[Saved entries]

PR #40, opened 2017-06-26
add JSON REST API

erizocosmico:
/cc @smola 

### Caveats

* Add optional SSL serving?
* Separate command?

### DIFF
--- a/cmd/bblfsh/server.go
+++ b/cmd/bblfsh/server.go
@@ -13,15 +13,11 @@ type serverCmd struct {
 	Address     string `long:"address" description:"server address to bind to" default:"0.0.0.0:9432"`
 	RuntimePath string `long:"runtime-path" description:"runtime path" default:"/tmp/bblfsh-runtime"`
 	Transport   string `long:"transport" description:"default transport to fetch driver images (docker, docker-daemon)" default:"docker"`
+	JSON        bool   `long:"json" description:"start a JSON REST server instead of a gRPC server"`
 }
 
 func (c *serverCmd) Execute(args []string) error {
 	logrus.Debugf("binding to %s", c.Address)
-	//TODO: add support for unix://
-	lis, err := net.Listen("tcp", c.Address)
-	if err != nil {
-		return err
-	}
 
 	r := runtime.NewRuntime(c.RuntimePath)
 	logrus.Debugf("initializing runtime at %s", c.RuntimePath)
@@ -29,8 +25,27 @@ func (c *serverCmd) Execute(args []string) error {
 		return err
 	}
 
-	s := server.NewServer(r)
-	s.Transport = c.Transport
+	if c.JSON {
+		return c.serveJSON(r)
+	}
+
+	return c.serveGRPC(r)
+}
+
+func (c *serverCmd) serveJSON(r *runtime.Runtime) error {
+	s := server.NewRESTServer(r, c.Transport)
+	logrus.Debug("starting server")
+	return s.Serve(c.Address)
+}
+
+func (c *serverCmd) serveGRPC(r *runtime.Runtime) error {
+	//TODO: add support for unix://
+	lis, err := net.Listen("tcp", c.Address)
+	if err != nil {
+		return err
+	}
+
+	s := server.NewGRPCServer(r, c.Transport)
 
 	logrus.Debug("starting server")
 	return s.Serve(lis)
--- a/cmd/bblfsh/server.go
+++ b/cmd/bblfsh/server.go
@@ -13,7 +13,7 @@ type serverCmd struct {
 	Address     string `long:"address" description:"server address to bind to" default:"0.0.0.0:9432"`
 	RuntimePath string `long:"runtime-path" description:"runtime path" default:"/tmp/bblfsh-runtime"`
 	Transport   string `long:"transport" description:"default transport to fetch driver images (docker, docker-daemon)" default:"docker"`
-	JSON        bool   `long:"json" description:"start a JSON REST server instead of a gRPC server"`
+	REST        bool   `long:"rest" description:"start a JSON REST server instead of a gRPC server"`
 }
 
 func (c *serverCmd) Execute(args []string) error {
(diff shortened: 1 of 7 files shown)


abeaumont:
Does it make sense to support two different protocols?

erizocosmico:
@abeaumont we need it for the Babelfish Dashboard. We can't use gRPC on the client (unless we use this alpha-stage lib https://github.com/improbable-eng/grpc-web). Can also be handy for languages without a gRPC library or if you just want JSON representation.

ajnavarro:
Makes more sense for me to have an http server that serves all the data in JSON format that comunicates using gRPC with the bblfsh server.

abeaumont:
@erizocosmico I see the need, but I'm not convinced with having to maintain 2 different protocols, specially since we control both the server and the clients. We can go with @ajnavarro proposal or even evaluate if we really need gRPC at all if a JSON REST API is more universal (I guess the reason for having gRPC is performance, but I'm not convinced the protocol layer is relevant *at all* for performance). We may also end up supporting both protocols aswell, but I think it's worth to discuss the options a bit.

erizocosmico:
The only thing to maintain is exposing the endpoints. It's basically unmarshal request body into X struct, call function, marshal response into json, send response.

I think supporting both protocols is a good thing and makes the service more flexible for the user without much overhead. 

If we take this layer out of here we'd have to put it somewhere else. Keeping it here, forces every change to update the JSON server as well, whereas having it elsewhere would lead to incompatibilities when there are breaking changes here. Not to mention the introduction of another moving part just for the sake of it.

Introducing another layer has a cost: coordination between the version of the two services, maintenance in different places, etc. I just don't see the benefit of having to pay these costs just for not maintaining both, which IMHO has a way lower cost.

abeaumont:
I agree that having another moving part would not make this easier. Not convinced that having 2 protocols is better than having one, even if, as you correctly point, it's not much overhead, but we can try and see how it works, and reevaluate it in the future if needed.

juanjux:
I'm conflicted about this.

I think, and actually said it before, that using JSON(RCP/Rest/Whatever) would make a lot of things easier for the clients (just look at the kludges we've to do in the Python gRPC client, and it's one of the better supported languages used internally in the same company as the authors). 

But... I don't know if we can afford to maintain, test and bugfix two protocols at this early stage of the project. Maybe is something we could discuss in a meeting and then with the community in the channel.

Serabe:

#### [What to work on]
Select every line in the records above that contains the word "part".

#### [Result of the exercise]
If we take this layer out of here we'd have to put it somewhere else. Keeping it here, forces every change to update the JSON server as well, whereas having it elsewhere would lead to incompatibilities when there are breaking changes here. Not to mention the introduction of another moving part just for the sake of it.
I agree that having another moving part would not make this easier. Not convinced that having 2 protocols is better than having one, even if, as you correctly point, it's not much overhead, but we can try and see how it works, and reevaluate it in the future if needed.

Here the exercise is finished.